There's this trait used for recursive(!) deserialization of a binary format:
pub trait Decodable: Sized {
/// Decode an object with a well-defined format
fn consensus_decode<R: io::Read>(r: R) -> Result<Self, Error>;
}
Since decoding is most often recursive (decoding all the subfields using same reader), having to pass the ownership to the consensus_decode, leads to code that looks like this:
impl Decode for Foo {
fn consensus_decode<R: io::Read>(r: R) -> Result<Self, Error> {
self.field1.consensus_decode(&mut r)?;
self.field2.consensus_decode(&mut r)?;
self.field3.consensus_decode(r)?;
}
}
as you can see, we have to pass r by mutable reference to all but last call, where we can yield the ownership.
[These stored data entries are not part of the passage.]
Issue #12, opened 2021-01-03
De-parenting has unwanted side effects


rogerl50:
If I'm editing a widget's JSON and remove its parent attribute, or add one, then usually it disappears off the board, or at least moves to some unexpected location. This of course is because the coordinates change from absolute to relative. It would be really user-friendly if a change in parentage caused the code to revisit the coordinates, probably by assuming that the widget is at the place on the screen where the user wants it and computing new xy coordinates from the position of the holder.

UltimateGeek:
Another scenario of bad coordinates I've run into is:
1. I hand modify a widget to make it a child of another widge
2. I forget to modify the X & Y values to be relative
3. It disappears off the board
4. So I have to move the parent's position on the board to recover the child widget

rogerl50:
Yes. And sometimes you don't know where it went, and sometimes it's off the board and you have to go to Ghetto to find it. That's basically one of the two scenarios I was trying to describe in the original issue.

RaphaelAlvez:
This can be easily fixed using a macro on Ghetto. I was thinking about creating on for parenting but I may do both

robartsd:
Perhaps the built in JSON editor should _offer_ to change coordinates if parent has changed but x, y position has not.

96LawDawg:
Closed by #521.

rogerl50:
This is not the same problem. While `fixedParent` prevents de-parenting when moving a widget, this PR wants the widget to not physically move onscreen when de-parented in the editor.

96LawDawg:
Sure.  Makes sense. I was too eager to close some old issues. Actually this might be easier to solve now with _absoluteX and Y.

robartsd:
With #903 setting `x` to `_absoluteX`, `y` to `_absoluteY`, `scale` to `_absoluteScale`, and `rotation` to `_absoluteRotation`, then setting `parent` to `null` should cause the widget to not move at all except for any layering effect changes.

robartsd:
One difficulty with fixing this is that the JSON editor tries to update live as you type (which generally we want to keep), so there is not really an way to determine if x and/or y have been changed without a fairly complicated system for tracking edits.

We could add a Change Parent button. I think the button should give the option to update x,y so that the widget's relative position in the room does not change (default option if widget parent get changed to or from null, but defaulting to keeping the widget x, y unchanged if changing from one parent to another).

96LawDawg:
[...]

PR #1482, opened 2022-12-31
initial version of new editor

ArnoldSmith86:
https://test.virtualtabletop.io/PR-1482/pr-test

The new editor. This should replace the old edit mode (with the blue outlines) and incorporate the JSON editor.

See #1627 for more discussion about it.

I want to add a lot of awesome stuff to the editor but we should try to keep this PR as small as possible. It probably shouldn't take too many features away that we currently have.

This PR is also splitting the code so that a player never has to load the editor code. Whenever you click on edit mode or press `CTRL+J`, it should load everything for editing from the server. The code for the JSON editor and edit mode is already about half of the code base and I want to add a lot more editor stuff.

Goals before merging:
- [x] Move the Add Widget button from the JSON editor module to the main toolbar. This should become its own module with a lot more stuff but let's use what we have for now.
- [ ] Improve the Properties module at least a bit so it's actually useful. More complex stuff can wait for later.
- [x] Highlighting the selected widget needs to be improved.
- [x] Increase the minimum size of the modules.
- [x] Improve the media queries so every viewport size gets a sensible layout.
- [ ] The yellow in the light debug is too bright.
- [ ] Undoing stuff sometimes creates empty piles. I think the problem is that widgets are created locally before sending its delta. Creating the undo and redo deltas needs to recognize that. (I also had a dropShadow widget staying behind after playing with carrots in the hand of `Animal Race` and undoing.)
- [x] Fix (or remove) Jest tests.
- [ ] Test tracing.
- [ ] Scrolling on mobile doesn't work if started on a widget button.
- [ ] Rearranging models using drag-and-drop fails on mobile.
- [ ] Touch doesn't work on PC.
- [ ] JSON editor auto-focusing is annoying on mobile.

This is somewhat inconvenient, but there was also a suspicion that it leads to needless explosion in monorophisation, as consensus_decode has to be generated for ever-increasing SomeReader, &mut SomeReader, &mut &mut SomeReader, &mut &mut &mut SomeReader.
To test this theory I've changed the code to use:
pub trait Decodable: Sized {
/// Decode an object with a well-defined format
fn consensus_decode<R: io::Read>(r: &mut R) -> Result<Self, Error>;
}
so we can always:
impl Decode for Foo {
fn consensus_decode<R: io::Read>(r: &mut R) -> Result<Self, Error> {
self.field1.consensus_decode(r)?;
self.field2.consensus_decode(r)?;
self.field3.consensus_decode(r)?;
}
}
And indeed the simple test suite binary shrank by 900K in debug and 100K in release mode, which performance staying roughly the same.
Seems like a clear win, but I just want to get a second opinion. Does anyone see any downstide or a problem with this approach?